→ **Problem details**: A word-for-word transcription of the data below is required.

Records to process Start Marker

PR #891, opened 2021-07-07
upgrade Mutiny to 0.19.2

gavinking:
@DavideD is there any reason our Mutiny is so far behind?

### DIFF
--- a/hibernate-reactive-core/build.gradle
+++ b/hibernate-reactive-core/build.gradle
@@ -14,7 +14,7 @@ dependencies {
         exclude group: 'javax.activation', module: 'javax.activation-api'
     }
 
-    api 'io.smallrye.reactive:mutiny:0.18.0'
+    api 'io.smallrye.reactive:mutiny:0.19.2'
 
     //Logging
     implementation 'org.jboss.logging:jboss-logging:3.4.1.Final'


DavideD:
No reason, I didn't realise they were already at 19.2.
@Sanne Is it OK to upgrade this, isn't it?

DavideD:
Quarkus is still on 0.18 but I suppose is safe to assume they will upgrade soon

gavinking:
What actually *happens* when we have a difference in a dependency version compared to Quarkus?

Do they just override the one we declare? @Sanne?

DavideD:
I think new dependencies might not work out of the box with GraalVM because they might introduce new classes that needs special handling to work in native mode.

That's why we tend to be extra careful when dealing with these type of upgrades

Sanne:
Yes Quarkus has the final word on all dependencies, overriding what's specified here.

So we need to keep HR building and testing with the dependency versions we expect to have in the Quarkus version in which we'll integrate the next HR version.

We can of course block component upgrades in Quarkus, or suggest upgrades in there if it's important, but this needs to work for other components as well.

Sanne:
So specifically about this PR: yes it should be a relatively safe bet to integrate.

There is a remote possibility that Mutiny `0.19.2` doesn't get in Quarkus as soon as we'd expect (some critical regression?) , but this event would need to happen while we also want to upgrade urgently for whatever reason - and in such highly unlikely case we can always revert.

gavinking:
> Quarkus has the final word on all dependencies, overriding what's specified here.

Well, then honestly it seems to me it's OK to do this upgrade. I don't really see any realistic risk that we'll stop working against the older version of Mutiny. Our usage of Mutiny APIs is *very* minimalistic.

Sanne:
Right. Also there's good changes we're still compatible with the old version.

gavinking:
Thanks

Sanne:
FYI https://github.com/quarkusio/quarkus/pull/18518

Records to process End Marker

→ **Reply**:
PR #891, opened 2021-07-07
upgrade Mutiny to 0.19.2

gavinking:
@DavideD is there any reason our Mutiny is so far behind?

### DIFF
--- a/hibernate-reactive-core/build.gradle
+++ b/hibernate-reactive-core/build.gradle
@@ -14,7 +14,7 @@ dependencies {
         exclude group: 'javax.activation', module: 'javax.activation-api'
     }
 
-    api 'io.smallrye.reactive:mutiny:0.18.0'
+    api 'io.smallrye.reactive:mutiny:0.19.2'
 
     //Logging
     implementation 'org.jboss.logging:jboss-logging:3.4.1.Final'


DavideD:
No reason, I didn't realise they were already at 19.2.
@Sanne Is it OK to upgrade this, isn't it?

DavideD:
Quarkus is still on 0.18 but I suppose is safe to assume they will upgrade soon

gavinking:
What actually *happens* when we have a difference in a dependency version compared to Quarkus?

Do they just override the one we declare? @Sanne?

DavideD:
I think new dependencies might not work out of the box with GraalVM because they might introduce new classes that needs special handling to work in native mode.

That's why we tend to be extra careful when dealing with these type of upgrades

Sanne:
Yes Quarkus has the final word on all dependencies, overriding what's specified here.

So we need to keep HR building and testing with the dependency versions we expect to have in the Quarkus version in which we'll integrate the next HR version.

We can of course block component upgrades in Quarkus, or suggest upgrades in there if it's important, but this needs to work for other components as well.

Sanne:
So specifically about this PR: yes it should be a relatively safe bet to integrate.

There is a remote possibility that Mutiny `0.19.2` doesn't get in Quarkus as soon as we'd expect (some critical regression?) , but this event would need to happen while we also want to upgrade urgently for whatever reason - and in such highly unlikely case we can always revert.

gavinking:
> Quarkus has the final word on all dependencies, overriding what's specified here.

Well, then honestly it seems to me it's OK to do this upgrade. I don't really see any realistic risk that we'll stop working against the older version of Mutiny. Our usage of Mutiny APIs is *very* minimalistic.

Sanne:
Right. Also there's good changes we're still compatible with the old version.

gavinking:
Thanks

Sanne:
FYI https://github.com/quarkusio/quarkus/pull/18518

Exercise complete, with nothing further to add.